▶ [WORK ITEM]:
Across the entries below, count the lines in which the word "transpose" occurs. Reply with the count alone.

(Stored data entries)
Issue #220, opened 2023-03-09
sharding as a codec rather than array storage transformer


jbms:
In the ZEP meeting on 2023-03-02, @jstriebel, @normanrz and I discussed representing sharding (ZEP 2) in the metadata as a codec rather than a storage transformer:

```json
{"chunk_grid": {
  "name": "regular",
  "configuration": {"chunk_shape": [1000, 1000, 1000]}},
  "codecs": [{"name": "sharding_indexed", "configuration": {
    "chunk_grid": {"name": "regular", "configuration": [100, 100, 100]}, 
    "codecs": [{"name": "blosc"}]
  }}],
 "shape": [50000, 50000, 50000],
 "data_type": "uint16",
 "zarr_format": 3,
 "node_type": "array",
 "fill_value": 0
}
```

In general, the idea here is to specify the partitioning of the array top-down, i.e. the `chunk_grid` specifies the top-level partitioning, and then the codec is responsible for any further subdivision, while with the previous proposal to represent sharding with a storage transformer, we are specifying the partitioning bottom-up, i.e. the `grid_grid` specifies the bottom-level partitioning, and then the storage transformer builds up larger shards from the individual chunks.  

While the sharding format as proposed in ZEP2 works fine as a storage transformer, in terms of the spec there are some advantages to making it a codec:

- Previously sharding had to "hijack" `chunk_key_encoding`, which should be specifying the keys for chunks, to instead specify the keys for shards; at the same time, the `chunk_key_encoding` was still used to create fake chunk keys for the individual chunks that served only as an identifier to pass around internally within the implementation, since the sharding format does not store keys.  With sharding as a codec, each shard is in fact a chunk and there is no need for string keys for the sub-chunks. 

The greater benefit to representing sharding as a codec is in enabling some interesting future extensions beyond the sharding format of ZEP2:

- The NVIDIA nvcomp project is interested in a sharding format where the compression is specified within the shard format, and may differ across shards.  With sharding as a codec, this is straightforward and very natural.  With sharding as a storage transformer, this can be done but basically requires that we leave the `codecs` empty in the array metadata.

- It is easy to imagine a sharding format where the sub-chunking of each shard is specified as part of a header/footer in the shard itself, and may differ across shards.  That is impossible to support with storage transformers, because the bottom-level chunking may vary across the different referenced arrays.

There are a few things that are possible with storage transformers but are not possible with a codec:
- Shards corresponding to non-rectangular regions of the array.
[...]

PR #222, opened 2023-03-16
Describe partial decode support for codecs

jbms:
This is a draft of the spec change to resolve issue https://github.com/zarr-developers/zarr-specs/issues/220.

### DIFF
--- a/docs/v3/codecs/transpose/v1.0.rst
+++ b/docs/v3/codecs/transpose/v1.0.rst
@@ -72,7 +72,7 @@ order:
 Format and algorithm
 ====================
 
-This is an ``array -> array` codec.
+This is an ``array -> array`` codec.
 
 Given a chunk array ``A`` with shape ``A_shape`` as the decoded representation,
 the encoded representation is an array ``B`` with the same data type as ``A``
--- a/docs/v3/codecs/transpose/v1.0.rst
+++ b/docs/v3/codecs/transpose/v1.0.rst
@@ -26,7 +26,8 @@ is licensed under a `Creative Commons Attribution 3.0 Unported License
 Abstract
 ========
 
-Defines a codec that permutes the dimensions of the chunk array.
+Defines an ``array -> array`` codec that permutes the dimensions of the chunk
+array.
 
 
 Status of this document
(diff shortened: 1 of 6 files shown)


normanrz (commented):
Looks pretty good. I would note for each registered codec whether it is {bytes,array} -> {bytes,array}. Also, we could add to blosc and sharding codecs that partial decoding is recommended for implementations.

jstriebel:
I agree with @normanrz, every codex should declare what its inputs and outputs are. Apart from that LGTM 👍

jbms:
I rebased this PR, and added a description for each codec of what type of codec it is.

docs/v3/codecs/transpose/v1.0.rst
```diff
@@ -71,9 +72,7 @@ order:
 Format and algorithm
 ====================
 
-The decoded chunk representation to which this codec is applied must be an
-array.  Implementations must fail if this codec is specified immediately after
-another codec that produces a byte string as its encoded representation.
+This is an ``array -> array` codec.
```
normanrz, line 75:
```suggestion
This is an ``array -> array`` codec.
```

docs/v3/core/v3.0.rst
```diff
@@ -1089,6 +1089,36 @@ each of these two representations are defined to be either:
...
+the following form:
+
+- zero or more ``array -> array`` codecs; followed by
+- at most one ``array -> bytes`` codec; followed by
+- zero or more ``bytes -> bytes`` codecs.
+
+If no ``array -> bytes`` codec is specified, then the default byte
+representation for the data type of the array is used.  For all data types
+currently defined by the core spec, that is equivalent to the ``endian`` codec
+with an endianness of ``little``.
```
normanrz, line 1120: Should we also mention the `transpose` codec with order `C`?

jbms: The endian codec with endianness of little may be a noop in terms of the actual in-memory representation of the data, but it does have an effect in terms of the logical data model, in that it transforms a multidimensional array into a (one-dimensional) byte sequence.  In contrast, the transpose codec with order [0, 1, ..., rank-1], i.e. "C", is logically an identity transform.  It is the endian codec that uses C order, and if you want a different order you have to transpose it first.

normanrz (approved):

jstriebel (approved):
LGTM 👍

▶ [EXERCISE RESULT]:
7